A incidência da majorante no crime cometido sobre a calçada não pressupõe que o motorista esteja
de fato trafegando sobre ela; basta que, por qualquer razão, o veículo se projete sobre a calçada e
atinja o pedestre. De fato, o texto do art. 302, § 1º, inc. II não traz nenhum requisito a respeito do
tráfego do veículo, limitando-se a punir mais gravemente o crime praticado sobre a calçada. Neste
sentido, decidiu o STJ:
“No presente caso, o recorrente transitava pela via pública e, ao efetuar manobra, perdeu o
controle do veículo subindo na calçada e atropelando as vítimas.
Alegou-se que a causa de aumento de pena deve estar dirigida aos casos em que o motorista sabe
que, transitando pela calçada, deve ter maior atenção aos pedestres, e se não aplicando àqueles
em que, ao perder o controle do veículo na rua, termina por atingir pedestre na calçada por mero
infortúnio, cuja previsibilidade não era possível antever.

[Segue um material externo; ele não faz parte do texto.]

PR #451, opened 2018-08-03
Add support for related links using parent view and its permissions

### LINKED ISSUE #426: Right way to represent relationships links.related view?
I'm trying to correctly return a links.related view (not links.self) and haven't been able to find a good example. In looking at the example app it appears to have the same problem. Here's a fragment of my urlconf and view definitions:
```python
router = routers.DefaultRouter()
router.register(r'courses', views.CourseViewSet)
router.register(r'course_terms', views.CourseTermViewSet)

urlpatterns = [
    url(r'^v1/', include(router.urls)),
    # http://127.0.0.1:8000/v1/courses/f009e671-b615-42c7-b35f-8500d7ef5d24/relationships/course_terms
    url(r'^v1/courses/(?P<pk>[^/.]+)/relationships/(?P<related_field>\w+)',
        views.CourseRelationshipView.as_view(),
        name='course-relationships'),
    # http://127.0.0.1:8000/v1/courses/f009e671-b615-42c7-b35f-8500d7ef5d24/course_terms/
    url(r'^v1/courses/(?P<fk>[^/.]+)/course_terms/',  # need fk (course_id) not pk (id)
        views.CourseTermViewSet.as_view({'get': 'list'}),
        name='course-course_terms'),
]
```

```python
class CourseBaseViewSet(AuthnAuthzMixIn, SortMixin, FilterMixin, viewsets.ModelViewSet):
    pass


class CourseViewSet(CourseBaseViewSet):
    # API endpoint that allows course to be viewed or edited.
    queryset = Course.objects.all()
    serializer_class = CourseSerializer


class CourseTermViewSet(CourseBaseViewSet):
    # API endpoint that allows CourseTerm to be viewed or edited.
    queryset = CourseTerm.objects.all()
    serializer_class = CourseTermSerializer
#    queryset = queryset.filter(course_id='ec008c20-79a1-4ca7-931a-019d62c219c9')


class CourseRelationshipView(AuthnAuthzMixIn, RelationshipView):
    queryset = Course.objects
    self_link_view_name = 'course-relationships'
```

A get of a course looks like this:
`GET http://127.0.0.1:8000/v1/courses/ec008c20-79a1-4ca7-931a-019d62c219c9/`

```json
{
    "data": {
        "type": "courses",
        "id": "ec008c20-79a1-4ca7-931a-019d62c219c9",
        "attributes": {
            "school_bulletin_prefix_code": "XCEFK9",
            "suffix_two": "00",
            "subject_area_code": "PSYB",
            "course_number": "00241",
            "course_identifier": "PSYC1138X",
            "course_name": "SOCIAL PSYCHOLOGY-LEC",
            "course_description": "SOCIAL PSYCHOLOGY-LEC",
            "effective_start_date": null,
            "effective_end_date": null,
            "last_mod_user_name": "loader",
            "last_mod_date": "2018-03-11"
        },
        "relationships": {
            "course_terms": {
                "data": [
                    {
                        "type": "course_terms",
                        "id": "3ce01e27-9a68-4970-b48a-e6a83166ca41"
                    }
                ],
                "links": {
                    "self": "http://127.0.0.1:8000/v1/courses/ec008c20-79a1-4ca7-931a-019d62c219c9/relationships/course_terms",
                    "related": "http://127.0.0.1:8000/v1/courses/ec008c20-79a1-4ca7-931a-019d62c219c9/course_terms/"
                },
                "meta": {
                    "count": 1
                }
            }
        },
        "links": {
            "self": "http://127.0.0.1:8000/v1/courses/ec008c20-79a1-4ca7-931a-019d62c219c9/"
        }
    }
}
```

But `GET http://127.0.0.1:8000/v1/courses/ec008c20-79a1-4ca7-931a-019d62c219c9/course_terms/` returns all the course_terms, not just those with `fk=ec008c20-79a1-4ca7-931a-019d62c219c9` because the foreign key is not being applied. (You can see where I tested and with `queryset = queryset.filter(course_id='ec008c20-79a1-4ca7-931a-019d62c219c9')`) so I'm wondering what the **right** way to do this is.

Am I missing something? I've reproduced this with the example app and it also does it "wrong". I think I need to extend the `view` function to check for some kwargs (e.g. fk) and filter the manager.

Thanks in advance for any help.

Ocorre que, sobre o tema, a doutrina leciona que “o aumento previsto no art. 302, parágrafo único,
II, do Código de Trânsito Brasileiro será aplicado tanto quando o agente estiver conduzindo o seu
veículo pela via pública e perder o controle do veículo automotor, vindo a adentrar na calçada e
atingir a vítima, como quando estiver saindo de uma garagem ou efetuando qualquer manobra e,
em razão de sua desatenção, acabar por colher o pedestre”.
Nesse contexto, a norma não exige que o agente esteja trafegando na calçada, sendo suficiente que
o ilícito ocorra nesse local, o que reveste a conduta de maior reprovabilidade, pois vem atingir o
pedestre em lugar presumidamente seguro” (AgRg nos EDcl no REsp 1.499.912/SP, j. 5/3/2020).